I am trying to take metrics on my kernel and keep getting a warning when i try and run several of the experiments. The warning reads:
“The following input counter for this experiment have overflowed. Please treat the presented with caution. To avoid this problem consider profiling this kernel with a subset of the kernel grid only.
Zero Eligible Warps
I can post a picture of the nsight report if that makes things clearer. My question is, should i shrink the size of the kernel being executed, or is there some option in nsight to sample only a subset of the kernel grid? What is the root cause of this warning, and can i still trust the results in the report?
Well, it’s kind of self-explanatory. The data type that stores the input counts overflowed. I’d imagine in then lists what each counter was for (warp info). If it was an int or something, it exceeded whatever INT_MAX is.
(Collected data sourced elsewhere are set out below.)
Issue #270, opened 2021-04-06
Change URL of docs and book


Hofer-Julian:
The urls are like this:
https://gtk-rs.org/gtk4-rs/book/git/index.html
https://gtk-rs.org/gtk4-rs/docs/git/gtk4/

Relative paths would work if they would be like this:
https://gtk-rs.org/gtk4-rs/git/book/index.html
https://gtk-rs.org/gtk4-rs/git/docs/gtk4/

The same should be done for future stable book and docs.

PR #271, opened 2021-04-07
Accomodate Gio changes

Hofer-Julian:
- Fixes examples
- Fixes books
- Let the book tests also run when the book was not changed (don't think that fixes the problem we discussed though @bilelmoussaoui)


.github/workflows/book.yml
```diff
@@ -5,8 +5,6 @@ on:
   push:
     branches:
       - "master"
-    paths:
```
sdroege, line 8: The changes to the book directory and this here should probably be in a separate commit from the "Fix examples" commit?

Hofer-Julian: Done

bilelmoussaoui: This should fix the issue yes, although, I wonder if there's a way to specify a whole directory with the files in it to trigger a build.

Hofer-Julian: In that case, that's not what we want though.
Changes outside the book can break the book examples as well.

bilelmoussaoui: They won't pass the CI though as the job is always run for every PR

Hofer-Julian: Ah, I see

bilelmoussaoui:
I don't believe the CI changes were acked by me. Please don't merge directly next time.

Hofer-Julian:
Sorry @bilelmoussaoui, I thought this PR already had one approval, but it indeed did not.

sdroege:
Anything needs fixes here still?

bilelmoussaoui:
Not really, it's just the CI "solution" doesn't seems right to me; I will take care of that along with #270

Hofer-Julian:
Again, I said that I DON'T see that as the solution of the CI problem (see above 😉)

bilelmoussaoui:
it's not a solution if you merge directly to master, which you should never do :-)

PR #281, opened 2021-04-10
gdk-x11: manual impl get_xdisplay and get_xsreen

### LINKED ISSUE #170: get_xdisplay() is missing from gdk4-x11::X11Display
Hi, 

I want to move a window on X11, so I need to get access to the respective X11 display and window. 
Following the GDK4 documentation this API call should be used: https://developer.gnome.org/gdk4/stable/gdk4-X-Window-System-Interaction.html#gdk-x11-display-get-xdisplay

Gir.toml mentions it in line 55: https://github.com/gtk-rs/gtk4-rs/blob/master/gdk4-x11/Gir.toml#L55
But the source doesn't contain the API call: https://github.com/gtk-rs/gtk4-rs/blob/master/gdk4-x11/src/auto/x11_display.rs

I'm not sure if this is really a bug, or if I need to generate something. A hint how to fix it manually would also be welcome.

gtk4-rs, gdk4-x11

alatiera:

You might have to change the size of the data you’re processing which would ideally reduce the grid size and the subsequent amount of warp cycles.
Granted, I’m kind a of newb here so anything I say, I feel like needs a disclaimer but that’s what I got from the warning.
The only available workaround is to shorten the kernel’s run time to less than a second or so to avoid the counter overflows.
The root cause of these “counter overflowed” warnings is that an insufficient number of bits was provisioned for the performance counter registers in the hardware by the designers of the GPU. In older GPUs these counters were only 32 bits wide, in the latest ones I think they are 40 bits wide. Some events that are being counted can cause a counter to increment by more than one unit per each clock.